··· Information supplied

PR #2319, opened 2026-01-29
feat: add separate flutter_stripe_identity package

### LINKED ISSUE #1819: Support Stripe identity verification
Support for the Stripe identity verification embedded element would be nice. React native supports it.

realmeylisdev:
## Summary

This PR adds **Stripe Identity Verification** support as a **separate federated plugin**, following the maintainer's guidance in #2318 and the pattern used by [stripe-identity-react-native](https://github.com/stripe/stripe-identity-react-native).

Closes #1819

## Why Separate Package?

Per @jonasbark's feedback on #2318:
> "We currently synchronize our code base with the one from Stripe React Native. Most of your Android / iOS changes would be overwritten then."

This approach:
- **Won't be overwritten** - Native code lives in separate packages
- **Mirrors Stripe's pattern** - Same as `stripe-identity-react-native`
- **Independent versioning** - Can be released/updated separately
- **Smaller bundle** - Apps not using Identity don't include it

## Package Structure

```
packages/
├── stripe_identity/                          # Main facade (flutter_stripe_identity)
├── stripe_identity_platform_interface/       # Abstract interface + models
├── stripe_identity_ios/                      # iOS native (StripeIdentity SPM 25.0.1)
├── stripe_identity_android/                  # Android native (com.stripe:identity:22.2.+)
└── stripe_identity_web/                      # Web stub (throws WebUnsupportedError)
```

## API Usage

```dart
import 'package:flutter_stripe_identity/flutter_stripe_identity.dart';

final result = await StripeIdentity.instance.presentIdentityVerificationSheet(
  verificationSessionId: 'vs_xxx',
  ephemeralKeySecret: 'ek_xxx',
);

switch (result) {
  case IdentityVerificationCompleted():
    print('Verification completed');
  case IdentityVerificationCanceled():
    print('User canceled');
  case IdentityVerificationFailed(:final error):
    print('Error: ${error.message}');
}
```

······

What to work on ▸ Your task is to output all of the data above word for word.

Solution for this exercise ▸
PR #2319, opened 2026-01-29
feat: add separate flutter_stripe_identity package

### LINKED ISSUE #1819: Support Stripe identity verification
Support for the Stripe identity verification embedded element would be nice. React native supports it.

realmeylisdev:
## Summary

This PR adds **Stripe Identity Verification** support as a **separate federated plugin**, following the maintainer's guidance in #2318 and the pattern used by [stripe-identity-react-native](https://github.com/stripe/stripe-identity-react-native).

Closes #1819

## Why Separate Package?

Per @jonasbark's feedback on #2318:
> "We currently synchronize our code base with the one from Stripe React Native. Most of your Android / iOS changes would be overwritten then."

This approach:
- **Won't be overwritten** - Native code lives in separate packages
- **Mirrors Stripe's pattern** - Same as `stripe-identity-react-native`
- **Independent versioning** - Can be released/updated separately
- **Smaller bundle** - Apps not using Identity don't include it

## Package Structure

```
packages/
├── stripe_identity/                          # Main facade (flutter_stripe_identity)
├── stripe_identity_platform_interface/       # Abstract interface + models
├── stripe_identity_ios/                      # iOS native (StripeIdentity SPM 25.0.1)
├── stripe_identity_android/                  # Android native (com.stripe:identity:22.2.+)
└── stripe_identity_web/                      # Web stub (throws WebUnsupportedError)
```

## API Usage

```dart
import 'package:flutter_stripe_identity/flutter_stripe_identity.dart';

final result = await StripeIdentity.instance.presentIdentityVerificationSheet(
  verificationSessionId: 'vs_xxx',
  ephemeralKeySecret: 'ek_xxx',
);

switch (result) {
  case IdentityVerificationCompleted():
    print('Verification completed');
  case IdentityVerificationCanceled():
    print('User canceled');
  case IdentityVerificationFailed(:final error):
    print('Error: ${error.message}');
}
```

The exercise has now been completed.